(Extracted data entries)
┄┄┄┄┄┄┄┄┄┄

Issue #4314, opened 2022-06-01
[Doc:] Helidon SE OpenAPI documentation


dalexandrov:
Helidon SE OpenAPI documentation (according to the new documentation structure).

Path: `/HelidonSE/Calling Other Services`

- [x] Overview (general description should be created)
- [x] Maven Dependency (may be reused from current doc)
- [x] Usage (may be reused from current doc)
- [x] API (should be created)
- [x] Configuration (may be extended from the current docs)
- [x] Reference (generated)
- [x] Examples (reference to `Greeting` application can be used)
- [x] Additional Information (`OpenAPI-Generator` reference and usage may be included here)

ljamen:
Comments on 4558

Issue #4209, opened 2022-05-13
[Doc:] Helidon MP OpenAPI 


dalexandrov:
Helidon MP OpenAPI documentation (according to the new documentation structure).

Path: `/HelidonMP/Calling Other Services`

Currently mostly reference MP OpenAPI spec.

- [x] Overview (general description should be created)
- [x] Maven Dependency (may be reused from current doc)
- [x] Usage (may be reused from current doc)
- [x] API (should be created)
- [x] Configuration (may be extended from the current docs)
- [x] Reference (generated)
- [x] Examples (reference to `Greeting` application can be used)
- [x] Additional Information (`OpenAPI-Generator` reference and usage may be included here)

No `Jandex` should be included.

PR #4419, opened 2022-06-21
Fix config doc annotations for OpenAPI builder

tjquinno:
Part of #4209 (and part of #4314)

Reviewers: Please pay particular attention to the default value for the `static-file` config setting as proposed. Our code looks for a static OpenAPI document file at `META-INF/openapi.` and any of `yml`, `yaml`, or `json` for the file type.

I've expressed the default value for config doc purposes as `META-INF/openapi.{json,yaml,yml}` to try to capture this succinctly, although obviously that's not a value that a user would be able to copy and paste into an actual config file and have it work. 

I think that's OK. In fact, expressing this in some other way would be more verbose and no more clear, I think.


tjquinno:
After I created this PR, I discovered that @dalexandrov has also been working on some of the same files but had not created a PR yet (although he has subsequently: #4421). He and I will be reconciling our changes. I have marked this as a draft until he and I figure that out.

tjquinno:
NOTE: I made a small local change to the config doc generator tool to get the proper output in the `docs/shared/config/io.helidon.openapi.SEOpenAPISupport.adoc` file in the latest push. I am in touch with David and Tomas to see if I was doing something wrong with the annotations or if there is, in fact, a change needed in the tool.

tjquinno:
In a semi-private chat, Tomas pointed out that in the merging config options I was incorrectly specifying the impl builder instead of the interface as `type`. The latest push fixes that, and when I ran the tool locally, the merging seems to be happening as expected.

┄┄┄┄┄┄┄┄┄┄

Copy out each line from the preceding entries that mentions the word "default".

→ PROBLEM SOLUTION
Reviewers: Please pay particular attention to the default value for the `static-file` config setting as proposed. Our code looks for a static OpenAPI document file at `META-INF/openapi.` and any of `yml`, `yaml`, or `json` for the file type.
I've expressed the default value for config doc purposes as `META-INF/openapi.{json,yaml,yml}` to try to capture this succinctly, although obviously that's not a value that a user would be able to copy and paste into an actual config file and have it work. 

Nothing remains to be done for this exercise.